Output verbatim the line with "Refactored function and added tests" together with every line beneath it, ending at the last line of the entries.

▶ Materials provided:
[Start of section]

PR #68, opened 2022-01-24
Proposal for improving MatchPattern

grolu:
Refactored function and added tests

Fixes #

**Release note**:

```feature user

```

[End of section]

▶ Answer space:
Refactored function and added tests

Fixes #

**Release note**:

```feature user

```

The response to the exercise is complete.